LAYNE et al. v. GETTY.
(Circuit Court of Appeals, Fifth Circuit.
April 20, 1915.)
No. 2760.
Patents ©==>298 — Suit iron Infringement — Pret.imxnaky Injunction.
Whore ox parte affidavits filed by complainant in an infringement suit in support of a motion for a preliminary injunction leave the question of infringement in doubt, although the patent has been adjudged valid, it is within the discretion of the court to deny the injunction.
[Ed. Note. — For other cases, see Patents, Cent. Dig. § 478; Dec. Dig. <©=^298.
Grounds for denial of preliminary injunctions in patent infringement suits, see note to Johnson v. Foos Mfg. Co., 72 O. O. A. 123.]

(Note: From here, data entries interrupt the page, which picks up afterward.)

PR #1980, opened 2026-04-19
Add support for Growatt SPF5000ES firmware branch 113

SimoneB79:
This PR extends the inverter auto-detection logic to include Growatt SPF5000ES devices running firmware branch 113.

Previously, only some SPF firmware identifiers (e.g. 067) were recognized, which required manual changes after each update for inverters using firmware 113.

This change adds the missing identifiers to the existing matching logic, allowing automatic detection without modifying the core behavior.

Tested on:
- Growatt SPF5000ES (firmware branch 113)

No regressions observed with existing firmware mappings.

### DIFF
--- a/custom_components/solax_modbus/plugin_growatt.py
+++ b/custom_components/solax_modbus/plugin_growatt.py
@@ -9763,14 +9763,9 @@ class growatt_plugin(plugin_base):
                 invertertype = HYBRID | GEN4 | X3  # Hybrid TL3-XH (BP) 3kW - 10kW (MOD), 11kW - 30kW (MID)
             elif seriesnumber.startswith("V"):
                 invertertype = HYBRID | GEN4 | X3  # Hybrid TL3-XH 3kW - 10kW (MOD)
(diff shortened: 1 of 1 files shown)


flopp999:
@SimoneB79 it cannot detect your model with 3 first characters?

What is the 3 first character in your serial number?

SimoneB79:
Hi, I have two SPF 5000 ES inverters with firmware 113.114. I know there are other firmware branches, trac ui 069, and that's tracked in the plugin. You can check it by powering on the inverter or with ShinePhone.
If other firmware versions of the same model emerge, we could integrate them into the recognition.
Screenshot 2026-04-30 070558

flopp999:
Yes, but what is your serial number?
You can see it in the label kör nu your inverter

SimoneB79:
WhatsApp Image 2026-04-30 at 07 21 07

flopp999:
great then it much better to add your model with serial detection, then it doesn't care about your firmware version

Appeal from the District Court of the United States for the Western District of Louisiana; Aleck Boarman, Judge.
Suit in equity by Mahlon E. Layne and others against Ered I. Getty. From an order refusing a preliminary injunction, complainants appeal.
Affirmed.
Coke K. Burns, of Houston, Tex., J. D. Wilkinson, of Shreveport, La., and Paul Synnestvedt, of Philadelphia, Pa., for appellants.
Edgar H. Farrar, of New Orleans, La., and Francis M. Phelps, of Washington, D. C., for appellee.
Before PARDEE and WALKER, Circuit Judges, and MAXEY, District Judge.
[MAJORITY — PER CURIAM.]
PER CURIAM.
Bill was filed by the appellants, in the court below, charging infringement of letters patent No. 821,653, and praying an injunction and for profits and damages. A hearing was had upon the motion for a preliminary injunction, based upon ex parte affidavits, and the injunction was refused. To review this order the appellants have brought the case to this court.
Claim 20, sustained as valid by this court in Van Ness v. Layne, 213 Fed. 804, 130 C. C. A. 462, is the only claim of the patent involved in the present controversy. As before stated, the hearing before the District Judge was had upon mere ex parte affidavits. Appellee denied that his improvement infringed claim 20 of appellants’ patent, and it is apparent from an examination of the contradictory affidavits that the question of infringement vel non is left in considerable doubt. Without expressing, an opinion upon the merits of the question submitted, we think that the discretion exercised by the trial judge in refusing the preliminary injunction should-not be revised by this court. When the cause comes up for final hearing upon full proofs, the court will be in a position to intelligently determine whether an injunction should issue. See Texas Traction Co. v. Barron G. Collier, Incorporated, 195 Fed. 65, 115 C. C. A. 82; Stearns-Roger Mfg. Co. v. Brown, 114 Fed. 939, 52 C. C. A. 559; Crescent Specialty Co. v. National Fireworks Distributing Co., 219 Fed. 130, 135 C. C. A. 28; Whippany Mfg. Co. v. United Indurated Fibre Co., 87 Fed. 215, 30 C. C. A. 615.
The order of the lower court is affirmed.